I’m currently at 39,000 feet on my way to NY to have a fun weekend with my daughter. I slipped a few medical journals into my carry-on to review so that I could find an article to share in my weekly newsletter. The seat is cramped, the cabin is crowded, most of my fellow passengers are sleeping….I passed over articles on multiple therapies for tuberculosis (too much coughing going on around me), sepsis and organ failure, as well as AIDs – defining cancers (too depressing)…Each subject is critical to the progress of medicine and I did read up on them, but for this newsletter I selected an article in JAMA titled ” Genital Shedding of Herpes Simplex Among Symptomatic and Asymptomatic Persons with HSV-2 Infection”.
So here it is…answering the question: do individuals who don’t know they have genital herpes shed the virus (and hence can spread it to a partner) to the same extent as those that have recurrent lesions (and are aware of their diagnosis)?
A quick herpes review: Genital herpes (HSV-2) is unfortunately, extremely prevalent. Over half a billion people worldwide have the virus and it is estimated that 23.6 million persons aged 15 to 49 become infected annually. In the US, 16% of adults have had it as evidenced by the fact that they have antibodies to HSV-2, but only 10 to 25 % of persons with this “everlasting infection” know that they harbor it. As a result, individuals who don’t know they have had herpes spread most of the HSV-2 infections. The risk of sexual transmission doesn’t correlate with recognition of symptoms but is correlated with silent viral mucosal shedding (and obviously, sexual contact with a partner).

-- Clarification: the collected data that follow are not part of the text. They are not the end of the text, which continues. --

PR #285, opened 2017-03-20
Added options to connection parameter

llali:
- Added a generic list of options to connection parameters. 
- Added some missing options provider options
- Added tests to verify the new connection parameter

### DIFF
--- a/src/Microsoft.SqlTools.ServiceLayer/Connection/Contracts/ConnectionDetails.cs
+++ b/src/Microsoft.SqlTools.ServiceLayer/Connection/Contracts/ConnectionDetails.cs
@@ -15,6 +15,11 @@ namespace Microsoft.SqlTools.ServiceLayer.Connection.Contracts
     /// </remarks>
     public class ConnectionDetails : ConnectionSummary
     {
+        public ConnectionDetails()
+        {
+            Options = new Dictionary<string, object>();
+        }
+
         /// <summary>
         /// Gets or Sets the connection options
         /// </summary>
@@ -27,11 +32,11 @@ namespace Microsoft.SqlTools.ServiceLayer.Connection.Contracts
         public string Password {
             get
             {
-                return getOptionValue<string>("password");
+                return GetOptionValue<string>("password");
             }
             set
             {
-                setOptionValue("password", value);
+                SetOptionValue("password", value);
             }
         }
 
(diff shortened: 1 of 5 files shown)


src/Microsoft.SqlTools.ServiceLayer/Connection/Contracts/ConnectionDetails.cs
```diff
@@ -14,119 +16,447 @@ namespace Microsoft.SqlTools.ServiceLayer.Connection.Contracts
...
+                return getOptionValue<string>("typeSystemVersion");
+            }
+
+            set
+            {
+                setOptionValue("typeSystemVersion", value);
+            }
+        }
+
+        private T getOptionValue<T>(string name)
```
kburtram: In C# naming convention methods should start with a capital letter.  So this should be GetOptionValue and SetOptionValue.

kburtram: I wonder if the return type should be a nullable type so that we can return null if the value isn't in the map?  Otherwise, caller can't tell difference between "not found item" and "item has default value for type".  You don't need to make the change, just wondering if this is desired handling of not found items.

llali: if the method is called with nullable type then the default is null. For example GetOptionValue<int?>('some param') returns null if the option is not set

src/Microsoft.SqlTools.ServiceLayer/ServiceHost.cs
```diff
@@ -190,15 +190,15 @@ public void RegisterInitializeTask(InitializeCallback callback)
...
+        internal static ConnectionProviderOptions BuildConnectionProviderOptions()
         {
             return new ConnectionProviderOptions
             {
                 Options = new ConnectionOption[]
                 {
                     new ConnectionOption
                     {
-                        Name = "Server Name",
+                        Name = "server",
```
kburtram: If we are fixing the Name field we should add an explicit DisplayName field for the UI to show.  By default the DMP handlers will mirror Name into DisplayName is there is no DisplayName provided.

src/Microsoft.SqlTools.ServiceLayer/ServiceHost.cs
```diff
@@ -245,62 +245,142 @@ private static ConnectionProviderOptions BuildConnectionProviderOptions()
...
                     },
                     new ConnectionOption
                     {
-                        Name = "Context Connection",
+                        Name = "contextConnection",
+                        ValueType = ConnectionOption.ValueTypeString
+                    },
+                    new ConnectionOption
+                    {
+                        Name = "port",
```
kburtram: should we also add default values for fields that have known default values?  (e.g. 1433)

PR #287, opened 2017-03-21
Update cake to use JSON.Net 9.0.1 to fix build break

kburtram:
Cake commands are failing in Jenkins builds with the below error.  This PR fixes that error and also makes the LOC packages compatible with newer nuget version by adding version to filename.

An error occurred while downloading package 'Newtonsoft.Json.10.0.1 : ' from source 'https://www.nuget.org/api/v2'.
NuGet exited with 1
Could not find any assemblies compatible with .NETFramework,Version=v4.5.
Error: Failed to install addin 'Newtonsoft.Json'.


kburtram:
This is a build script update to fix a build break so I'll automerge.  Ping me directly with any feedback.

PR #288, opened 2017-03-21
Remove SELECT * from edit/initialize Query

benrr101:
This change removes the `SELECT *` query generation during the edit/initialize request. Although it should be simple, it's actually complex.

_Edit(Table|Column)Metadata_
Originally the EditMetadataFactory class was written with the assumption that we had both SqlClient metadata and SMO metadata, since both were available when we used the metadata factory, after querying the table/view. Now that we need SMO metadata *before* we execute the query, we need the metadata factory to generate Edit(Table|Column)Metadata classes without having the SqlClient metadata. Thus, the Edit(Table|Column)Metadata classes were refactored to have a Basic and Extended properties set. When initially creating them, only properties from SMO metadata will be needed. When SqlClient metadata is available, the metadata can be `.Extend()`ed to include properties from SqlClient.

_Async SMO Metadata Lookup_
Since SMO actions can take serious time, I decided to make sure that the SMO metadata lookup happened asynchronously. To do this without odd callbacks, I wrapped all the initialization logic in a Task in the Session. The edit data service would then fire-and-forget the Session initialize session. The task inside the Session is exposed for awaiting in unit tests. And edit/initialize is blocked on whether or not there is a Session in the active sessions list (ie, if a session is initialized it *must* be disposed even if it fails)

_Cheating Callback-Based Async_
To simplify the flow of the initialization process, I cheated query execution to make sure it return a query at the end. The cheating was done by wrapping the query execution in a TaskCompletionSource, setting a result in all of the query callbacks, and awaiting the TaskCompletionSource at the end of the method. 

Small tweak, I added JetBrains' Project Rider project folders to the .gitignore. I also tweaked it as per the .gitignore plugin's suggestions where it was a clear improvement.


src/Microsoft.SqlTools.ServiceLayer/EditData/EditDataService.cs
```diff
@@ -313,52 +271,64 @@ private EditSession GetActiveSessionOrThrow(string ownerUri)
...
-                // Create the editSession and add it to the sessions list
-                EditSession editSession = new EditSession(resultSet, metadata);
-                if (!ActiveSessions.TryAdd(initParams.OwnerUri, editSession))
-                {
-                    throw new InvalidOperationException("Failed to create edit editSession, editSession already exists.");
-                }
-                readyParams.Success = true;
-            }
-            catch (Exception)
+            // Execute the
```
kevcunnane: Please complete or remove this comment.

src/Microsoft.SqlTools.ServiceLayer/EditData/EditDataService.cs
```diff
@@ -313,52 +271,64 @@ private EditSession GetActiveSessionOrThrow(string ownerUri)
...
         }
 
-        private void CompleteInitializeWaitHandler(string ownerUri, bool result)
+        private static Task SendSessionReadyEvent(IEventSender eventSender, string ownerUri, bool success,
+            string message)
         {
-            // If there isn't a wait handler, just ignore it
-            TaskCompletionSource<bool> initializeWaiter;
-            if (ownerUri != null && InitializeWaitHandles.TryRemove(ownerUri, out initializeWaiter))
+            var esrp = new EditSessionReadyParams
```
kevcunnane: Please avoid acronyms - `sessionReadyParams` is probably a good name for this.

src/Microsoft.SqlTools.ServiceLayer/EditData/EditSession.cs
```diff
@@ -150,6 +195,11 @@ public EditCreateRowResult CreateRow()
         /// <param name="errorHandler">Callback to perform if the commit process has failed at some point</param>
         public void CommitEdits(DbConnection connection, Func<Task> successHandler, Func<Exception, Task> errorHandler)
         {
+            if (!IsInitialized)
```
kevcunnane: Minor: since you check for this in every method, why not have a 1-line check by creating a `ThrowIfNotInitialized` method and calling it. We do this in other codebases as it shortens up methods.

src/Microsoft.SqlTools.ServiceLayer/EditData/EditSession.cs
```diff
@@ -378,5 +485,26 @@ public EditUpdateCellResult UpdateCell(long rowId, int columnId, string newValue
...
+        private string ConstructInitializeQuery()
+        {
+            // Using the columns we know, put together a query for the rows in the table
+            var columns = objectMetadata.Columns.Select(col => col.EscapedName);
+            var columnClause = string.Join(", ", columns);
+
+            return $"SELECT ${columnClause} FROM ${objectMetadata.EscapedMultipartName}";
+        }
+
+        public class EditSessionQueryExecutionState
```
kevcunnane: This is public and inside a public class, right? 2 questions:
- Should it be an inner class, or a standalone one?
- Can you document the class since it's public? Thanks!

src/Microsoft.SqlTools.ServiceLayer/EditData/SmoEditMetadataFactory.cs
```diff
@@ -44,25 +44,59 @@ public IEditTableMetadata GetObjectMetadata(DbConnection connection, DbColumnWra
...
+                EditColumnMetadata column = new EditColumnMetadata
+                {
+                    DefaultValue = defaultValue,
+                    EscapedName = SqlScriptFormatter.FormatIdentifier(smoColumn.Name),
+                    Ordinal = i,
+                };
+                editColumns.Add(column);
+            }
+
+            // If a table is memory optimized it is Hekaton. If it's a view, then it can't be Hekaton
```
kevcunnane: I'd rewrite this as `Only tables can be memory-optimized`.

src/Microsoft.SqlTools.ServiceLayer/Localization/sr.xlf
```diff
@@ -561,6 +561,36 @@
         <target state="new">NULL is not allowed for this column</target>
         <note></note>
       </trans-unit>
+      <trans-unit id="EditDataObjectNotFound">
+        <source>Table or view requested to edit could not be found</source>
```
kevcunnane: Minor: I'd suggest `requested for edit` might be better

test/Microsoft.SqlTools.ServiceLayer.UnitTests/EditData/SessionTests.cs
```diff
@@ -253,26 +278,260 @@ public static IEnumerable<object> RowIdOutOfRangeData
...
+            // ... The success handler should not have been called at all
+            successHandler.Verify(f => f(), Times.Never);
+        }
+
+        [Theory]
+        [InlineData(null)]
+        [InlineData("It fail.")]
+        public async Task InitializeQueryFailReturnNull(string message)
+        {
+            // Setup:
```
kevcunnane: Minor: it seems like overall setup for these methods is nearly identical. Might a single private Setup method save some space and tighten up the test code?

src/Microsoft.SqlTools.ServiceLayer/EditData/EditSession.cs
benrr101: I generally think of nested classes as being only for the benefit of the class its nested in. There's no use for this class outside of an EditSession, so I think it makes sense for it to be a nested class. If you feel strongly about this, I can change it.

As for documenting, I'll definitely do that

test/Microsoft.SqlTools.ServiceLayer.UnitTests/EditData/SessionTests.cs
benrr101: You're right for the most part. However, for each test, we swap out a different component in the setup (eg in InitializeQueryFailReturnNull vs InitializeQueryFailException, we use a different mock query runner delegate). At that point, even though they're the same sort of setup steps, a  private setup method would likely reduce the code by only a line or two.

PR #678, opened 2018-08-08
Upgrade SMO packages to fix issue with scripting tables 

shueybubbles:
when Script Dependencies is true on the script options. This change also creates a common.props file to centralize values like package version numbers, with SmoPackageVersion as the initial shared value.


kevcunnane:
Actually - this breaks CI builds. Please fix :)

PR #679, opened 2018-08-08
Fix failing Loc lookups in hosting service

kevcunnane:
It turns out the RootNamespace needed to be set or else .Net Core would decide to omit ".v2", which broke unit testing.
- Enabled CI testing to catch these errors in the future
- Added RootNamespace
- Fixed a host of other issues that added warnings to the tests so we get a cleaner run output.


src/Microsoft.SqlTools.Hosting.v2/Properties/AssemblyInfo.cs
```diff
@@ -42,5 +42,4 @@
 [assembly: AssemblyInformationalVersion("1.0.0.0")]
 
 [assembly: InternalsVisibleTo("Microsoft.SqlTools.Hosting.UnitTests")]
-[assembly: InternalsVisibleTo("Microsoft.SqlTools.CoreServices")]
```
shueybubbles: Is there a team guidance for appropriate use of InternalsVisibleTo? It got way out of hand in previous projects.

Researchers at the University of Washington enrolled participants who were 18 and older in this herpes study for the published study. They advertised for participants through word of mouth at the university, newspaper ads (and promises of payment), tested many and in the end found 498 individuals who had antibodies to herpes 2. They then divided them into 2 groups: those who were symptomatic (had a clinical history of genital herpes) and those who were not (never knew that they had a lesion, their diagnosis was made with the herpes antibody blood test). Each person then self-collected swabs of their genital secretions for at least 30 days. (The swabs were examined by quantitative polymerase chain reaction for HSV DNA…I had to add that for the purists.)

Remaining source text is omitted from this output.